Of the 4 families, 14 people were affected: 8 patients had essential tremor only, 3 patients had essential tremor and Parkinson disease, 1 patient had Parkinson disease only, and 2 patients had essential tremor with dystonia.

In the first family, 3 individuals had essential tremor only and 1 individual had both essential tremor and Parkinson disease. The second family, 2 individuals had essential tremor only, 1 individual had Parkinson disease only, and 1 patient had essential tremor and dystonia. In the third family, 1 individual had essential tremor only and 1 individual had essential tremor and Parkinson disease. Lastly, the fourth family had 2 individuals with essential tremor, 1 individual with essential tremor and Parkinson disease, and 1 individual with essential tremor and dystonia.
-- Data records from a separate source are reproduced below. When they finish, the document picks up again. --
PR #240, opened 2017-11-03
Add websockets support

tribal-tec:
* All PUT messages are supported using a JSON text message with an "event"
  and "data" field where "event" corresponds to the REST endpoint and
  "data" as specified by endpoint/schema. For the camera, it looks like this:
  {
     "event" : "v1/camera",
     "data" : {
       "look_at" : [ 1.0 0.5 0.5 ]
     }
  }
* So far only the camera gets broadcasted as a JSON text message when it
  was modified. The JSON format is the same as for PUT, but contains all camera
  values.

### DIFF
--- a/plugins/extensions/plugins/RocketsPlugin.cpp
+++ b/plugins/extensions/plugins/RocketsPlugin.cpp
@@ -36,6 +36,9 @@
 
 #include <fstream>
 
+#include "json.hpp"
+using json = nlohmann::json;
+
 namespace
 {
 const std::string ENDPOINT_API_VERSION = "v1/";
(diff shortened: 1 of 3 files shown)


rolandjitsu:
@tribal-tec so we have but one shared socket for all events?

rolandjitsu:
I think there might be an issue with the `{data}`. By the looks of it, there seems to be double JSON encoding, on the main socket message and the `{data}` property:
```json
{
    "data": "{\n   \"aperture\" : 0.0,\n   \"eye_separation\" : 0.063500002026557922,\n   \"field_of_view\" : 45.0,\n   \"focal_length\" : 0.0,\n   \"look_at\" : [ 0.73252975940704346, 1.1178562641143799, 1.0505576133728027 ],\n   \"origin\" : [ 2.442774772644043, 4.600367546081543, 7.2228507995605469 ],\n   \"stereo_mode\" : \"none\",\n   \"up\" : [ -0.45402175188064575, -0.82591044902801514, -0.33421853184700012 ]\n}\n",
    "event": "camera"
}
```

@tribal-tec

tribal-tec:
True, good catch. Will provide a fix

Findings highlighted the challenges for studies to find candidate genes for essential tremor, as there may be common genetic etiologies that give rise to various movement disorders. For example, dystonia-24 (DYT24), caused by a mutation in the anoctamin 3 gene, can result in a variety of movement disorders such as tremor, dystonia, and myoclonus. 

Results also suggested mechanistic or pathophysiological commonalities, such as mutual involvement of the cerebellum or deposition of Lewy bodies in these disorders. Because cerebellar and basal ganglia circuits with the cerebral cortex may be interconnected at several subcortical levels, it is thought that the cerebellum may play a role not only in the pathophysiology of essential tremor, but also in dystonia.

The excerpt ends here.